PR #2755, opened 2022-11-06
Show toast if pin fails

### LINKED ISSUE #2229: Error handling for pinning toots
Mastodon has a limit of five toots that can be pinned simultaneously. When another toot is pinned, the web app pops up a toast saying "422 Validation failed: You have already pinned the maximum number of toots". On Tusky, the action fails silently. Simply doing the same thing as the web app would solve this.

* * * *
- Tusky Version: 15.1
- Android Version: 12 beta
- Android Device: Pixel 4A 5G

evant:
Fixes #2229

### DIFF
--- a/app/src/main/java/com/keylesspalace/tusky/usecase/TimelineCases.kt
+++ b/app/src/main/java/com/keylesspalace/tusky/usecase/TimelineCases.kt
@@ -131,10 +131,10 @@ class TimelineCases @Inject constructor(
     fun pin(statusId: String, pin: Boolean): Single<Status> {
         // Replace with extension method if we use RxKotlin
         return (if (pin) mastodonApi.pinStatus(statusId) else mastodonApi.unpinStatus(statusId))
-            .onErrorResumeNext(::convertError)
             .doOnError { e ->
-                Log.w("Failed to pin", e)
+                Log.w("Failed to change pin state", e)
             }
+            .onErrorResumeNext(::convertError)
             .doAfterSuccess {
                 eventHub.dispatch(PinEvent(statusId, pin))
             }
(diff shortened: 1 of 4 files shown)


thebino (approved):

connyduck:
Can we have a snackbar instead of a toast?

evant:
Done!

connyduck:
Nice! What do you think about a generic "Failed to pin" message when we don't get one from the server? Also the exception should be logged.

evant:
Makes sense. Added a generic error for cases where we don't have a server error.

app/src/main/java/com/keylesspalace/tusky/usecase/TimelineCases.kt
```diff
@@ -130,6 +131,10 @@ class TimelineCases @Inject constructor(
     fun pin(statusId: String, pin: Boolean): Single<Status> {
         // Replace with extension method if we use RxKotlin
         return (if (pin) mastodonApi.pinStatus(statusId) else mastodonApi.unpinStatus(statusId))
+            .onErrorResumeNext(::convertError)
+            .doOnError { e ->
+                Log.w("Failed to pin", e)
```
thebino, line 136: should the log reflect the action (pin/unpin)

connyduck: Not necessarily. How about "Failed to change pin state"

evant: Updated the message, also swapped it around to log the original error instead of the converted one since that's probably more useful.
----
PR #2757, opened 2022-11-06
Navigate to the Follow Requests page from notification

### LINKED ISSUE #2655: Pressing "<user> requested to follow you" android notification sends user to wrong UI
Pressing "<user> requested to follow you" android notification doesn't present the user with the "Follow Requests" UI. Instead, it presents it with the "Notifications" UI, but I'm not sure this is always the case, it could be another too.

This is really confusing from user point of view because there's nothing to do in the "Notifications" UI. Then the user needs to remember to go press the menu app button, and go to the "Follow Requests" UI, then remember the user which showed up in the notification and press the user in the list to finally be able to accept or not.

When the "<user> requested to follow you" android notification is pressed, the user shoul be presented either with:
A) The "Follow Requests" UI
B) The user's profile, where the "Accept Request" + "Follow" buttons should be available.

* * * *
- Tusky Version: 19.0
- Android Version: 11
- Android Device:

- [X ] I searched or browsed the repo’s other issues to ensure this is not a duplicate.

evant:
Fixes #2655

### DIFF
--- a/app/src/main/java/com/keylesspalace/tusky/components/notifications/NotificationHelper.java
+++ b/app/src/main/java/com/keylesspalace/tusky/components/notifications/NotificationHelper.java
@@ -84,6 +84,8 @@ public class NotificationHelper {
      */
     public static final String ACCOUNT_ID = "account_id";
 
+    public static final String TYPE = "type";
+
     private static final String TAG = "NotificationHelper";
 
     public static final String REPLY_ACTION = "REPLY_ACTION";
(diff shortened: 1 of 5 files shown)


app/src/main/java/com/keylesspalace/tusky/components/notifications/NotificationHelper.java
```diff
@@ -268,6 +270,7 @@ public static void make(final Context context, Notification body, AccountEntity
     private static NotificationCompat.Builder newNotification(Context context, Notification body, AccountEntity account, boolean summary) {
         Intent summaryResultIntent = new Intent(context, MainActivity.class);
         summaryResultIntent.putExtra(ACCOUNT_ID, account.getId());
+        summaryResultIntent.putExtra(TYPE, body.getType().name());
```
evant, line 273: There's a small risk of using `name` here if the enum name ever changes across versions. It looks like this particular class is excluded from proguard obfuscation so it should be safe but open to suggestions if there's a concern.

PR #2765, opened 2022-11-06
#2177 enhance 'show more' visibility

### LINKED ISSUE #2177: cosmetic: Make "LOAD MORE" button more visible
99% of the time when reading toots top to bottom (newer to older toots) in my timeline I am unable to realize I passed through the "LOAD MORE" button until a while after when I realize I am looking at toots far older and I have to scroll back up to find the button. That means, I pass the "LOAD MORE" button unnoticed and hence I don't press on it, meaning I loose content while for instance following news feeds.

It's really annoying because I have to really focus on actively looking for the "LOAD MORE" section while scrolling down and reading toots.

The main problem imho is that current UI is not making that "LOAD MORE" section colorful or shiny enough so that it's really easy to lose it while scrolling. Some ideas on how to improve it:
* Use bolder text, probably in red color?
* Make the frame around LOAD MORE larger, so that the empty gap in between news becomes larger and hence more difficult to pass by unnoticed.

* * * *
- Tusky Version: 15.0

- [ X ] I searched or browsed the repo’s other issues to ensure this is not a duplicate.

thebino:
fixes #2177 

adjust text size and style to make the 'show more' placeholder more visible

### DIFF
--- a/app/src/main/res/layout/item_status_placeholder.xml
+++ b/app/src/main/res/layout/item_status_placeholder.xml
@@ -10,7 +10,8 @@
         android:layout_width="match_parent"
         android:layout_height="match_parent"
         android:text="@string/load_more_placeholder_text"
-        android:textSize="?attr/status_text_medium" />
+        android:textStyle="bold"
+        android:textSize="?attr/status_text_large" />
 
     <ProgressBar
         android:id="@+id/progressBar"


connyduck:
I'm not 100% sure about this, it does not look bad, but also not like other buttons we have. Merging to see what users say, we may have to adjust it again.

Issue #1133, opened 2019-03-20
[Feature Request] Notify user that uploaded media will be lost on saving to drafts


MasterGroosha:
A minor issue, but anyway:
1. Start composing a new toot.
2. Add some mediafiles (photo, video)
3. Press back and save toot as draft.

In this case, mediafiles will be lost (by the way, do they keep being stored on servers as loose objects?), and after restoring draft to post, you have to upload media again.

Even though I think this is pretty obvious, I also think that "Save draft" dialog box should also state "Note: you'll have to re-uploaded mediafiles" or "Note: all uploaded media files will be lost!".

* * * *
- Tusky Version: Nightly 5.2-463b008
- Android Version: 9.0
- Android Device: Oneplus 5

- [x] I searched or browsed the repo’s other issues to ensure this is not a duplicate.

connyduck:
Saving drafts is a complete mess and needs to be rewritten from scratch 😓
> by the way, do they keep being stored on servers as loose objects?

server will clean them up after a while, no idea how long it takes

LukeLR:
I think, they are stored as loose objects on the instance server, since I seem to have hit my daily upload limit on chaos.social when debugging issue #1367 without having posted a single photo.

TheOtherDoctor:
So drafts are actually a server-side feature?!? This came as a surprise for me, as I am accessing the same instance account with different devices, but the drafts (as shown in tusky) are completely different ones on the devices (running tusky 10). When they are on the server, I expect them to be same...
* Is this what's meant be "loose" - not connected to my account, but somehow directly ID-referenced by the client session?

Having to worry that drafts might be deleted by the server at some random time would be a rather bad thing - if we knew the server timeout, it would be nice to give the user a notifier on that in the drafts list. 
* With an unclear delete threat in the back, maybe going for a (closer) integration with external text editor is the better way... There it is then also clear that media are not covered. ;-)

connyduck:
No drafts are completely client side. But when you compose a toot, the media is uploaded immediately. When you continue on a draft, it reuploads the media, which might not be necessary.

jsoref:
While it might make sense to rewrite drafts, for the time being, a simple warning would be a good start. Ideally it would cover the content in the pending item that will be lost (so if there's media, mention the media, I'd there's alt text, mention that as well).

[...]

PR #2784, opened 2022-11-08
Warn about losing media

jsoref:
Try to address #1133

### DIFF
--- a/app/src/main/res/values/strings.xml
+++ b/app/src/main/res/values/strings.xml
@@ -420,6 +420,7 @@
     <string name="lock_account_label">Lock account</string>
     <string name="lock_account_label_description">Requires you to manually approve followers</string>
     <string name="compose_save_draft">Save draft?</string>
----
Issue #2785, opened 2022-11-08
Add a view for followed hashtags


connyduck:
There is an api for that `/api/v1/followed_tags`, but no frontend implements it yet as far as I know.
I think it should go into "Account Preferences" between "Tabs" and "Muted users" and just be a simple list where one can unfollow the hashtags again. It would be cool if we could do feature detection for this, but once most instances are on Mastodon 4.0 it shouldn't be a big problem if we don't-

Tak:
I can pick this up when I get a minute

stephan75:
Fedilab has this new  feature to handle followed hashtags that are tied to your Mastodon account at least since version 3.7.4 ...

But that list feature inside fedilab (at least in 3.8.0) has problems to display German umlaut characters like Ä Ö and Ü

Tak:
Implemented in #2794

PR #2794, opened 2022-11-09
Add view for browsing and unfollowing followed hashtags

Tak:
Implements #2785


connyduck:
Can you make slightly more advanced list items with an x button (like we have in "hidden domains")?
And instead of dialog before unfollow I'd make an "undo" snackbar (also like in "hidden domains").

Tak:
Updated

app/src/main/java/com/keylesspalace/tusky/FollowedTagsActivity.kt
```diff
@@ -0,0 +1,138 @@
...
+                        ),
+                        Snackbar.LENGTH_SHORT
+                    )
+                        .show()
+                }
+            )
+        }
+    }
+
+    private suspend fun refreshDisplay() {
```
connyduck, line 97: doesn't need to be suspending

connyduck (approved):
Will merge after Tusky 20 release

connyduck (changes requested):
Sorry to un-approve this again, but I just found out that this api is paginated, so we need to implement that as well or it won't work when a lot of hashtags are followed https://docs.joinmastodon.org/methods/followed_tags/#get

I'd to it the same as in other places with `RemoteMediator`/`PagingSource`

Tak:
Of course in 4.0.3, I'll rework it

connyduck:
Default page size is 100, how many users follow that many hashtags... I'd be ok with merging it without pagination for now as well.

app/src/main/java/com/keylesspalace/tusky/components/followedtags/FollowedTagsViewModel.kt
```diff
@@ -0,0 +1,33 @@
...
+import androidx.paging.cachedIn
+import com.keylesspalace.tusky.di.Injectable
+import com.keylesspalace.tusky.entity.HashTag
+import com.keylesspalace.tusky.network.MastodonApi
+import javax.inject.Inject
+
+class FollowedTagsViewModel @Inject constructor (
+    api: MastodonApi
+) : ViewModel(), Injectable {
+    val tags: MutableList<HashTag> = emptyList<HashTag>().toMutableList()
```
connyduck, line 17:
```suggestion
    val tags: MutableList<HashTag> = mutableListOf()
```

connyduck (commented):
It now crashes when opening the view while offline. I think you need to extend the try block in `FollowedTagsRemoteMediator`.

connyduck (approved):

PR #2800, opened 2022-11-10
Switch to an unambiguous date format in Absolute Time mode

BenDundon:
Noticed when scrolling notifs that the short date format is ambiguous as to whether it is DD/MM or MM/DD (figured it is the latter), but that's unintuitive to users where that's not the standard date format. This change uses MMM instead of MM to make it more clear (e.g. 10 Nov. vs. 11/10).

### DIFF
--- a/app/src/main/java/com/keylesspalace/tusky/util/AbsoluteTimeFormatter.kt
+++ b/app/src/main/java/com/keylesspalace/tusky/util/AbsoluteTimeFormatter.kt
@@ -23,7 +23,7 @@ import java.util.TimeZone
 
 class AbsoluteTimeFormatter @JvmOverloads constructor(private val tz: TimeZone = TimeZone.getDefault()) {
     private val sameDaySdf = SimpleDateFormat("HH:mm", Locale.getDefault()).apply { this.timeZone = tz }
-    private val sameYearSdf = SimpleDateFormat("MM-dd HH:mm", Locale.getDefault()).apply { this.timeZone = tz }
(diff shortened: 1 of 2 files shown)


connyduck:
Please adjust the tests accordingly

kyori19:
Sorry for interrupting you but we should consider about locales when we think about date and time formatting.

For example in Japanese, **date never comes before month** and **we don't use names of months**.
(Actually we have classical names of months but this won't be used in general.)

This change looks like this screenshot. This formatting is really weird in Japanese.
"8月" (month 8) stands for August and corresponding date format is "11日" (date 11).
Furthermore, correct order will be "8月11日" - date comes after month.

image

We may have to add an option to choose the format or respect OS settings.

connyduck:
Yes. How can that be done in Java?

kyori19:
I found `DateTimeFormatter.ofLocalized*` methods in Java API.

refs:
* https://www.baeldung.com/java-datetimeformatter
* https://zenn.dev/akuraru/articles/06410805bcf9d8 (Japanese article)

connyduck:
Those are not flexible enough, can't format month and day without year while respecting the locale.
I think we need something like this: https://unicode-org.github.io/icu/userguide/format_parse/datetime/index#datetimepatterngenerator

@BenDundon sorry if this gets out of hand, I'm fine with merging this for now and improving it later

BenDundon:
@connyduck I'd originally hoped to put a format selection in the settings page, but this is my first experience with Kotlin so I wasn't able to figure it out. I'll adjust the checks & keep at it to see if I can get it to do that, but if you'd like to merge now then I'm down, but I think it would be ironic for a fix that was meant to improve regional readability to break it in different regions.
----
What you should do: Write out exactly the lines above between the line with "It now crashes" and the line with "For example in", inclusive, and nothing beyond them.

Task answer:
It now crashes when opening the view while offline. I think you need to extend the try block in `FollowedTagsRemoteMediator`.

connyduck (approved):

PR #2800, opened 2022-11-10
Switch to an unambiguous date format in Absolute Time mode

BenDundon:
Noticed when scrolling notifs that the short date format is ambiguous as to whether it is DD/MM or MM/DD (figured it is the latter), but that's unintuitive to users where that's not the standard date format. This change uses MMM instead of MM to make it more clear (e.g. 10 Nov. vs. 11/10).

### DIFF
--- a/app/src/main/java/com/keylesspalace/tusky/util/AbsoluteTimeFormatter.kt
+++ b/app/src/main/java/com/keylesspalace/tusky/util/AbsoluteTimeFormatter.kt
@@ -23,7 +23,7 @@ import java.util.TimeZone
 
 class AbsoluteTimeFormatter @JvmOverloads constructor(private val tz: TimeZone = TimeZone.getDefault()) {
     private val sameDaySdf = SimpleDateFormat("HH:mm", Locale.getDefault()).apply { this.timeZone = tz }
-    private val sameYearSdf = SimpleDateFormat("MM-dd HH:mm", Locale.getDefault()).apply { this.timeZone = tz }
(diff shortened: 1 of 2 files shown)


connyduck:
Please adjust the tests accordingly

kyori19:
Sorry for interrupting you but we should consider about locales when we think about date and time formatting.

For example in Japanese, **date never comes before month** and **we don't use names of months**.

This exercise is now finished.